The world of shipping logistics is as diverse as the products being shipped. Each has its own quirks and requirements, and selecting the optimal freight shipping method can significantly impact your bottom line. 

This article simplifies the complexities of less-than-truckload shipping and full-truckload shipping, empowering you with the knowledge to choose the best middle mile logistics strategy for your business. 

I'll kick things off by diving into the heart of the matter: understanding the essential differences between LTL and FTL freight shipping. From there, I’ll compare the advantages and drawbacks of each approach, from cost savings and delivery times to shipment sizes and security concerns.

By the end, you'll have a clear understanding of the strengths and limitations of both shipping options and how they relate to your specific requirements.

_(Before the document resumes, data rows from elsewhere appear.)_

PR #7689, opened 2026-08-30
[KYUUBI #7688][UTIL] Resolve ctorImpl classes through the builder's configured loader

### LINKED ISSUE #7688: DynMethods.Builder.ctorImpl ignores the builder's configured ClassLoader
### Description

`DynMethods.Builder` lets a caller choose the loader used for name-based lookups:

```java
public Builder loader(ClassLoader newLoader) {
  this.loader = newLoader;
  return this;
}
```

`impl(String className, ...)` honours it:

```java
Class<?> targetClass = Class.forName(className, true, loader);
```

`ctorImpl(String className, ...)` does not. It builds a fresh inner `DynConstructors.Builder`, whose own `loader` field defaults to `Thread.currentThread().getContextClassLoader()`, and never forwards the one configured on the outer builder:

```java
this.method = new DynConstructors.Builder().impl(className, argClasses).buildChecked();
```

So `.loader(x).ctorImpl("some.Class")` resolves `some.Class` through the thread context loader rather than through `x`. When the context loader cannot see the class, `DynConstructors.Builder.impl(String, ...)` swallows the `ClassNotFoundException` as a candidate miss, and the outer `build()` / `buildChecked()` then fails with a generic cannot-find error. The configured loader is ignored without any diagnostic saying so.

This matters in Kyuubi because engine code reflects into classes that are only visible to a particular loader (a Spark or Flink user classloader, an isolated engine classloader), and `.loader(...)` is the documented way to name that loader.

Reproducer:

```java
ClassLoader appLoader = MyClass.class.getClassLoader();
ClassLoader blinded = new URLClassLoader(new URL[0], null);
Thread.currentThread().setContextClassLoader(blinded);

DynMethods.builder("MyClass")
    .loader(appLoader)                  // ignored
    .ctorImpl(MyClass.class.getName())
    .buildChecked();

// java.lang.NoSuchMethodException: Cannot find method: MyClass
```

Expected: the constructor is found, because `appLoader` can see `MyClass`.

### Affected code

`DynMethods.Builder.ctorImpl(String, Class...)`. The `ctorImpl(Class, Class...)` overload takes an already-loaded class and its inner lookup only calls `Class.getConstructor`, so it never reads a loader and is unaffected.

### Upstream

Neither upstream copy forwards the loader either: parquet-common has the same shape on 1.12.x and on current master, and iceberg-common had it on 0.12.1 before removing `ctorImpl` altogether. Note that `ctorImpl` currently has no callers inside Kyuubi, so an alternative to fixing it is to follow iceberg and drop both overloads; that is a maintainer call.

LuciferYang:

Closes #7688.

`ctorImpl(String, ...)` built its inner `DynConstructors.Builder` without forwarding the loader configured on the outer builder, so the name resolved through the thread context loader no matter what the caller passed to `.loader(...)`. `impl(String, ...)` has always honoured it. When the context loader cannot see the class, the `ClassNotFoundException` is swallowed as a candidate miss, so the failure reads as a generic cannot-find with nothing pointing at the ignored loader.

The fix also changes when the default loader is captured: it is now the one read at builder construction, matching `impl(String, ...)`, rather than the context loader read at `ctorImpl` call time. A caller that mutates the context loader in between gets the earlier snapshot.

`ctorImpl` has no caller in Kyuubi outside the new test, so this is hygiene on a retained upstream API rather than a field bug. iceberg-common removed the method in 1.7.0 (apache/iceberg#10818); dropping both overloads instead of fixing them is a maintainer call rather than mine.

`testCtorImplUsesTheConfiguredLoader` in `DynMethodsTest`, in two halves that fail in opposite directions without the fix. With the context loader blinded (a `URLClassLoader` with no URLs and a null parent) and the builder given the app loader, the lookup must succeed; reverting the fix makes `buildChecked()` throw. Swapped, the lookup must fail, which is what pins the absence of a silent fallback; reverting makes `assertThrows` see nothing.

```
build/mvn test -pl kyuubi-util -am -DwildcardSuites=none
```

45 of 45 green on Zulu 17.0.18, spotless clean.

Assisted-by: Claude Opus 5


kyuubi-util/src/main/java/org/apache/kyuubi/util/reflect/DynMethods.java
```diff
@@ -343,14 +343,29 @@ public Builder ctorImpl(Class<?> targetClass, Class<?>... argClasses) {
       return this;
     }
 
+    /**
+     * Checks for a constructor implementation, first finding the given class by name using this
+     * builder's {@link ClassLoader}.
+     *
+     * <p>Neither upstream copy forwarded the loader to the inner constructor builder, so the name
+     * resolved through the thread context loader regardless of what the caller configured.
+     * parquet-common still resolves it that way; iceberg removed {@code ctorImpl} altogether in
```
pan3793: > parquet-common still resolves it that way; 

state might change over time, and these words will go stale silently, let's drop it, and the iceberg change link is sufficient for us to track the upstream change.

pan3793 (approved):

pan3793:
PR description is too long for such a change, can you make it shorter?

pan3793:
**Merge Summary:**
- merged into master https://github.com/apache/kyuubi/commit/9cd300b87919e65799910244ebb666a3555be53f
- merged into branch-1.12 https://github.com/apache/kyuubi/commit/f93d229ce53436d482cabe0212b60e69f234786f

kyuubi-util/src/main/java/org/apache/kyuubi/util/reflect/DynMethods.java
LuciferYang: Dropped, the iceberg link stays. Same reason applies to a clause in #7706's class javadoc that claimed this copy reports candidates unlike either upstream, so I removed that one too.

LuciferYang:
Trimmed to about half the length: the loader bug, the change in when the default loader is captured, and that `ctorImpl` has no caller here so deleting both overloads is an option. Dropped the `orNoop()` flip that the capture change can cause and the note about the generic `Cannot find method` message, which #7706 covers.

Get ready to explore freight shipping strategies and find your path to optimal shipping success.

Key takeaways

  • Evaluate your shipment's size, urgency, and volume to determine whether LTL or FTL is the best fit for your business.
  • LTL offers cost savings for smaller shipments, while FTL offers faster and more secure delivery for larger loads.
  • LTL offers flexibility for varying shipment sizes, while FTL offers more predictable transit times and reduced handling.
  • Consider the risk of damage for delicate goods with LTL's multiple stops, and balance it against FTL's higher upfront cost for exclusive trailer space.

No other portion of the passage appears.